Over four years of employment I’ve hewed pretty close to the budget, which rendered my $5 a day smoothie habit an obsolete luxury. The casualty was breakfast – I altogether stopped eating it, which made me a ravenous beast around 11:15 a.m.. I shrugged off plenty of health-concious co-workers bugging me to start my day with a meal, but when I began working on our healthy living initiatives earlier this year the message was drilled home by project after project: I was wrecking my naturally awesome metabolism, and I needed to eat more fresh fruit.

So, this summer when I found a nearby fruit cart that made $3.25 16oz. smoothies I was ecstatic – $16.15 a week was only a portion of my food budget, and it meant I’d actually eat my daily recommended servings of fruit. I immediately became a daily customer, and they’d have a smoothie ready to be blended when they saw me coming from a block away!

Two weeks ago my precious cart disappeared like clockwork on the first near-freezing morning, and without thinking about it I retreated to my four-year old smoothie/bagel habit. By the end of the week I had racked up $30 in spending – a huge chunk of my weekly food allowance, and over $1500 over the course of the year!

I had to put a stop to it, but I had become addicted to the energetic, breakfast-eating me I rediscovered over the summer. Could I produce my own smoothies and bagels for the convenient $16.25 I had been spending weekly over the summer?

The first hurdle was that I’d have to buy my supplies at the supermarket most convenient to me, which meant a slight markup. Five bananas came out to between $2-$3. Over the winter I’d rely on frozen organic strawberries, which were $.218 an ounce, and I’d need 50 oz. a week, for a total of $11. I’d also need a carton of off-brand OJ to fill out my concoction ($3), and a can or two of coconut milk to sweeten it a little (less than $2).

That’s a total of $18 for smoothie ingredients, proving the value of my cart-bound friend. Add to that a six-pack of everything bagels for $4 and $.90 weekly for my share of non-hydrogenated buttery spread for a total of $22.90 a week – a scant $7.10 savings over my gourmet breakfast. It would net me $555 in savings a year, but it still cost a bank-breaking $1195! And, that’s not including my time expenditure of thirty minutes of grocery shopping, plus 15 minutes a day of preparation.

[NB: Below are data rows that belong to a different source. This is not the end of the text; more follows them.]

PR #95, opened 2019-06-24
Pass query type as root value

ethe:
In current, the type of Query can not use instance method in resolver cause the `self` always be `None`.

```python
import strawberry


@strawberry.type
class User:
    name: str
    age: int


@strawberry.type
class Query:
    @strawberry.field
    def user(self, info) -> User:
        # raise exception here
        return self.get_user()

    def get_user(self):


```

Pass Query type as root value may solve this problem I think.

### DIFF
--- a/strawberry/contrib/starlette/app/graphql_app.py
+++ b/strawberry/contrib/starlette/app/graphql_app.py
@@ -99,4 +99,5 @@ class GraphQLApp(BaseApp):
             variable_values=variables,
             operation_name=operation_name,
             context_value=context,
+            root_value=self.schema.query_type
         )


strawberry/contrib/starlette/app/graphql_app.py
```diff
@@ -99,4 +99,5 @@ def __call__(self, scope: Scope) -> ASGIInstance:
             variable_values=variables,
             operation_name=operation_name,
             context_value=context,
+            root_value=self.schema.query_type
```
patrick91: I'm wondering if we should allow users to pass a custom root value 🤔 
what do you think?

jaydenwindle:
I was able to reproduce this error locally. Here is the error that gets thrown:
```json
{
  "error": {
    "data": null,
    "errors": [
      {
        "message": "'NoneType' object has no attribute 'get_user'",
        "locations": [
          [
            2,
            3
          ]
        ],
        "path": [
          "user"
        ]
      }
    ]
  }
}
```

No matter how I slice it, my morning smoothie is a major budget hit – a significant detraction from my ability to acquire new gear, my potential to pay off credit cards, my plan to save for a house.

Yet, what’s the comparative value of starting every day with a healthy breakfast, and getting my daily fix of fruit? Not to mention that my bagels and butter are healthier than the ones I’d be served in town. Sure, the monetary expense seems steep, but in the long term is it costing me less than the effects of eschewing fruit and starting my day with lunch?

Since the answer to that is unknowable at the moment, I’m going to have to find another way to justify my smoothie-enabling weekly shopping trips. Next steps? See if I can score my ingredients more cheaply elsewhere, or create a better economy of scale by also rolling in shopping for my lunch rather than buying it.